PR #491, opened 2019-01-03
Small fixes

vonloxley:
* Set default Sybase-driver to JConnect7
* Fix selectRowCountSql for Sybase
* Catch an unchecked SqlException


npetzall:
Hi, thanks for your contribution.

Would you mind sharing the exception that was thrown just curios.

━━━━━━━━

- **Try it**:
Could you give again, word for word, the line with "an unchecked SqlException" and all lines after it through the end of the data? Leave out everything else.

- **Solution**:
* Catch an unchecked SqlException


npetzall:
Hi, thanks for your contribution.

Would you mind sharing the exception that was thrown just curios.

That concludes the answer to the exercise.